ふたたび安田氏を批判する。

安田純平氏の解放。

自己責任だという声が出ているが、仮にそうであってもなくとも、国民が拉致拘束されれば日本国はどんな場合でも救出に動く。

紛争地域の現実を伝えるのは重要なこと。しかし、拘束されてしまった。政府は拘束された理由はどうであれ、国民を救うために動いた。

これが事実だが、安田氏のコメントを聞いて皆様はどうお感じになるだろうか>(以上「Blogos」より引用)


 安田氏の開放に関して批判と擁護との論調がネットにも溢れている。私は安田氏を批判した。今もその考えに変わりない。
 なぜならジャーナリストが現地へ赴かなければ「現状」は把握できない、という安田擁護の論調に賛同できないからだ。酷な言い方をすれば、安田氏は三年もシリア過激派に拘束されていたが、一体何が「取材」出来たというのだろうか。

 安田氏は克明に「捕虜日記」を書いているが、それがシリア情勢の「真相解明」に役立つというのだろうか。それとも「捕虜日記」を書いている間に、シリア難民の何人かが救われたとでもいうのだろうか。
 安田氏を拘束していたヌスリム武装戦線はいわばイスラム過激派の名を借りたギャングのようなものだ。嘘だと思うならイスラム教徒に「ヌスリム武装戦線」はイスラム教徒の仲間か、と聞いてみるが良い。

 アサド独裁政権がシリア国民に圧制を敷いていたのは間違いない。しかしシリアを纏めるには独裁政権も必要な状況だったのかも知れない。一時とはいえISがシリア全土を制圧する勢いだったことに鑑みれば、独裁強権政治でなければ国家として纏まらないのかも知れない。
 あたかもフセインのイラクがそうであったかのように、民主主義国家日本の常識では図れないところがあるのだろう。シリアに安田氏が「現地取材」したところで、何が分かるというのだろうか。
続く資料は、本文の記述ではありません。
PR #10463, opened 2025-09-15
fix: remove unreferenced files from minio on every action

jamil314:
## Description

Issue: File is uploaded from frontend. But is only deleted when draft has reference to some file, but actual action does not. So when a file is uploaded and then immediately deleted, the file stays in minio.

Solution: While performing any action, check if there is any file in minio in the action's directory which is not referenced in the event document. If such file exists, remove them from minio.

## Checklist


packages/commons/src/events/FileUtils.ts
```diff
@@ -0,0 +1,45 @@
...
+ * Copyright (C) The OpenCRVS Authors located at https://github.com/opencrvs/opencrvs-core/blob/master/AUTHORS.
+ */
+
+import { FullDocumentPath } from '../documents'
+import { FileFieldValue, FileFieldWithOptionValue } from './CompositeFieldValue'
+import { EventDocument } from './EventDocument'
+import { getAcceptedActions } from './utils'
+import { uniq } from 'lodash'
+
+export function getFilepathsFromEvent(
```
Zangetsu101:
```suggestion
export function getFilePathsFromEvent(
```

Zangetsu101 (approved):

packages/events/src/router/event/event.draft.test.ts
```diff
@@ -192,9 +192,6 @@ test('Creating a draft is idempotent', async () => {
 })
```
makelicious, line 192: Could you see that these still work and we have the necessary test cases?

packages/events/src/router/event/event.draft.test.ts
```diff
@@ -247,10 +236,6 @@ describe('Delete document references in drafts as side-effect', () => {
     await client.event.draft.create(getDraft(4))
     await client.event.draft.create(getDraft(5))
 
-    // total 4 unreferenced draft attachments should be deleted
```
makelicious, line 250: Are the previous drafts still deleted?

makelicious (commented):
We are still left with the ones that never see the action saved. Will the draft saving still delete?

 悲惨な「状況」は日本国内に幾らでもある。シリアくんだりに出掛けるまでもない。たとえば40才を過ぎたプータローを抱える高齢家族の悲惨さを想像したことがあるだろうか。
 ボケた配偶者を高齢化した配偶者がヨボヨボと介護している老々介護の現状はシリア並みに悲惨だ。そうした地獄絵図は海外へ出掛けるまでもない、国内でいくらでも取材できる。安田氏はシリアまで出掛けて、何を取材したかったのだろうか。

 「現地へ行かなければ何もわからない」という言葉は自己満足に過ぎない。所詮は行動を共にする「片側だけの」目で相手と全体を理解するしかないのだ。それが個々人のジャーナリストとしての限界だ。
 なぜシリアのことを伝えるシリア人ジャーナリストが全世界へ配信しないのだろうか。アサド政権が軍事的に制圧したいクルド人地域の争いがソモソモシリア紛争の原点だ。そこへギャングのISとヌスリムが参戦したに過ぎない。

 そアサド政権に死の商人のロシアが付いて、果てしない戦争に陥っている。ただ最近になってアサド政権を後押しするロシアと反アサド政権を支援するトルコとの間に話がついて、戦争を終結させようとする機運が高まっている。
 それはヌスリム政権を推すトルコにとって絶好機ではない。しかしロシアは経済制裁の最中で、これ以上アサド政権を支援する「財力」はない。ヌスリム武装集団を支援していたトルコも国内に厭戦気分が蔓延している。ロシアとトルコが手打ちすればサダト政権軍と不スリム軍事同盟も手打ちするしかない。

 安田氏が救出されたのは政府軍とテロ集団とのわずかな「雪解け」を期待してのことだった。このブログでも書いたが、ヌスリム武装戦線は体の良い「ギャング」に他ならない。人質は金儲けの手段に過ぎない。
 そうした地へノコノコと出掛けて捕虜になるのも「報道の自由」だというから笑うしかない。ギャングにとっては「火に入る夏の虫」といったところだろう。身代金は彼らにとってビジネスだ。だから安田氏は殺害されなかったのだ。

 紛争地へ入らなければ「起きていることをリアルタイムで知ることは出来ない。しかし彼が知った世界がシリア全体の一部でしかないことを理解しておくべきだ。
 ジャーナリストがジャーナリスト擁護しまくって本当に安田氏はシリアへ入ったことで良好な取材が出来たか否かは疑問だ。なぜ安田氏はシリア領内へ入り込まず、北京ダックのように一羽丸ごと調理するとは思っていなかっただろう。しかし、それがシリア流だ。五度も囚われた安田氏は紛争地の取材に向かないジャーナリストのようだ。